▶ Exercise goal
Write out each line from the data below that includes the word "status".

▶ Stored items

PR #577, opened 2018-06-08
CoAP: unified request_state for both blocking and callback APIs and add status codes 

carlosgp143:
This pull request unifies the `coap_request_state` structs into only one for both two APIs with all the common elements. Then, each API has its own extra elements, which are the process and protothread in the case of the blocking-API and the callback function for the callback API. 

Also, status codes are added to have more information about the request. Using these codes one can know if the request is timed out, if it has gotten a response, if there is a block error, etc. 

The LwM2M rd client is also updated to use these codes. Right now it can only check if the response is NULL or not in the callbacks, not being able to distinguish between a timeout, a block error or a finished request. This also allows to remove the `recover_from_delay` mechanism, since the callback will be called with a TIMEOUT code if something is wrong, and then the client can try to re-register.

### DIFF
--- a/os/net/app-layer/coap/coap-blocking-api.c
+++ b/os/net/app-layer/coap/coap-blocking-api.c
@@ -60,37 +60,36 @@
 void
 coap_blocking_request_callback(void *callback_data, coap_message_t *response)
 {
-  coap_request_state_t *state = (coap_request_state_t *)callback_data;
+  coap_blocking_request_state_t *blocking_state = (coap_blocking_request_state_t *)callback_data;
 
-  state->response = response;
-  process_poll(state->process);
+  blocking_state->state.response = response;
+  process_poll(blocking_state->process);
 }
 /*---------------------------------------------------------------------------*/
 PT_THREAD(coap_blocking_request
-          (coap_request_state_t *state, process_event_t ev,
+          (coap_blocking_request_state_t *blocking_state, process_event_t ev,
            coap_endpoint_t *remote_ep,
            coap_message_t *request,
            coap_blocking_response_handler_t request_callback))
 {
-  PT_BEGIN(&state->pt);
+  /* Before PT_BEGIN in order to not be a local variable in the PT_Thread and maintain it */
+  coap_request_state_t *state = &blocking_state->state;
 
-  static uint32_t res_block;
-  static uint8_t more;
-  static uint8_t block_error;
+  PT_BEGIN(&blocking_state->pt);
 
   state->block_num = 0;
   state->response = NULL;
-  state->process = PROCESS_CURRENT();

▶ Problem solution
CoAP: unified request_state for both blocking and callback APIs and add status codes 
Also, status codes are added to have more information about the request. Using these codes one can know if the request is timed out, if it has gotten a response, if there is a block error, etc. 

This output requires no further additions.